(SOURCE INFORMATION begins)

Issue #1762, opened 2017-03-23
Display boundary layer search results


kdeloach:
Update the geocoder component to query the boundary layers search endpoints and combine results in the autocomplete dropdown. Clicking the result in the dropdown should display the feature on the map and zoom to the boundary layer extent.

Page 9 of [2017_03_16_mmw-v6.pdf](https://drive.google.com/open?id=0B0hs2mX4ApaLUlhaaWNYTE5CMEk) has a mock up of how the geocoder results dropdown should change as a result of this feature.

![screenshot 2017-03-23 at 17 39 03](https://cloud.githubusercontent.com/assets/43062/24271463/a3cddb2a-0fef-11e7-8c85-b96567bb235f.png)

kdeloach:
Depends on #1765

kdeloach:
For the initial iteration, could we just limit the total number of boundary suggestion to 5 or 10, instead of adding a "view more" link to the search box results?

![image](https://cloud.githubusercontent.com/assets/43062/25093579/d9cc4bc4-2360-11e7-8ed6-ea7a789bf8c6.png)

@jfrankl ^

ajrobbins:
>For the initial iteration, could we just limit the total number of boundary suggestion to 5 or 10, instead of adding a "view more" link to the search box results?

I think it's fine to limit to 5 results for this iteration.

PR #1789, opened 2017-04-05
Display boundary layer search results

kdeloach:
## Overview

Display boundary layer search results in the geocoder autocomplete and the map.

Connects #1762

### Demo

image

## Testing Instructions

 * Configure searchable boundary layers in `layer_settings.py` depending on which boundary layers you have on your workstation
 * Run `./scripts/bundle.sh`
 * Verify that boundary layers and geocoded results show up in the autocomplete
 * Verify that picking geocoded suggestions still work
 * Verify that picking boundary layer suggestions adds the layer to the map

### DIFF
--- a/src/mmw/apps/modeling/views.py
+++ b/src/mmw/apps/modeling/views.py
@@ -572,10 +572,11 @@ def _get_boundary_search_query(search_term):
             'ORDER BY priority DESC, name LIMIT 5').format(subquery)
 
 
-def _boundary_search(search_term):
+def _do_boundary_search(search_term):
     """
     Execute full text search against all searchable boundary layers.
     """
+    result = []
     query = _get_boundary_search_query(search_term)
 
     with connection.cursor() as cursor:
@@ -584,7 +585,6 @@ def _boundary_search(search_term):
 
         wkb_r = WKBReader()
 
-        result = []
         for row in cursor.fetchall():
             id = row[0]
             code = row[1]
@@ -594,7 +594,6 @@ def _boundary_search(search_term):
 
             layer = _get_boundary_layer_by_code(code)
 
-            # Field names should match the ArcGIS API suggest endpoint fields
             result.append({
                 'id': id,
                 'code': code,
@@ -604,7 +603,17 @@ def _boundary_search(search_term):
                 'y': point.y,
                 'x': point.x,
             })
-        return result
+
+    return result
+
+
+def _boundary_search_context(search_term):
+    suggestions = [] if len(search_term) < 3 else \
+        _do_boundary_search(search_term)
+    # Data format should match the ArcGIS API suggest endpoint response
+    return {
+        'suggestions': suggestions,
+    }
 
 
 @decorators.api_view(['GET'])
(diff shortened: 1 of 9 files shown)


kdeloach:
Updated the unit tests. The only remaining thing to do is to group boundary layers together in the autocomplete dropdown to match the mocked up design.

ajrobbins:
Here is an updated wireframes of the grouped boundary layers; when there are more than 2 results in the HUC subsections, a "view more" link should appear that would expand the results to 5 total.
segmented_search_results_1
segmented_search_results_2

This can be spun off into another card, if that makes more sense to you @kdeloach .

kdeloach:
I'll group boundary layers together but would like to do the "view more" link in a separate PR.

kdeloach:
This is ready for review.

arottersman:
@rajadain won't be back until Thursday :'(

kdeloach:
Ah, thanks for the heads up. Reassigned.

arottersman:
Overall the grouping is working, but it's disturbingly slow on my machine. It exposed some weird behavior:

qlon2dxgku

(If you watch the gif long enough you'll see results return) The incremental requests don't cancel, so despite `schuykilll` sitting in the input, you'll first see results for the letter `s`, then they'll disappear to show results for the `sch`, then again `schuykill`.

I wonder if we should:
1. Cancel requests as each new one comes in 
1. Show the results of geocoder and boundary searches independently; if geocoder results come in first, show them, and then add the boundary results to the view as soon as they've returned

kdeloach:
I'll look into cancelling stale requests. The reason that I decided not to show results independently is because it breaks all the geocoder tests (which expect a linear sequence of actions) and I couldn't think of an elegant way to rewrite them. I'll see if there's a way I can hack it without breaking the unit tests.

kdeloach:
I'm also going to add a minimum character limit on the boundary search endpoint since doing a full text search for a single letter is pointless.

arottersman:
Sounds good! Should we make a separate issue for what happens once you get to draw?

kdeloach:
Could you elaborate on that?

kdeloach:
Unit tests are passing on Jenkins.

arottersman:
During RRP we talked about how it's not clear what should happen after selecting a boundary result...currently it displays an AOI you can't intuitively select to take to analyze/model. 

Some possibilities I think were
- go right to analyze/model with the shape
- turn on the corresponding boundary select tool for the search-selected shape

kdeloach:
My recollection is that we decided to keep the existing behavior to zoom to the boundary location. You can use the "Select by boundary" draw tool to analyze it if you want.

arottersman:
My bad  — I think I selectively missed that part of the conversation

kdeloach:
Updated with these changes:

* Cancel pending requests before making new ones
* Display geocode/boundary results independently
  * This may be hard to see since we don't clear the previous results before fetching new ones
* Better "loading" indication

arottersman:
Cool, this is working pretty naturally now!

 One small, buggish thing is the `working` indicator (the spinner) turns off when the first results return:

(I had "dog" in the bar, and it's now working on "schuy" but you can't tell)
screen shot 2017-04-18 at 2 55 00 pm

Consider keeping the spinner until all polling completes.

kdeloach:
Fixed a bug where the loading icon state was not always consistent, and another bug where results would not appear until both requests completed initially.

kdeloach:
Thanks.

(SOURCE INFORMATION ends)

*ACTIVITY*: Go through the data and return each line where the word "layers" appears.

*ANSWER FOR THE TASK*:
Update the geocoder component to query the boundary layers search endpoints and combine results in the autocomplete dropdown. Clicking the result in the dropdown should display the feature on the map and zoom to the boundary layer extent.
 * Configure searchable boundary layers in `layer_settings.py` depending on which boundary layers you have on your workstation
 * Verify that boundary layers and geocoded results show up in the autocomplete
     Execute full text search against all searchable boundary layers.
Updated the unit tests. The only remaining thing to do is to group boundary layers together in the autocomplete dropdown to match the mocked up design.
Here is an updated wireframes of the grouped boundary layers; when there are more than 2 results in the HUC subsections, a "view more" link should appear that would expand the results to 5 total.
I'll group boundary layers together but would like to do the "view more" link in a separate PR.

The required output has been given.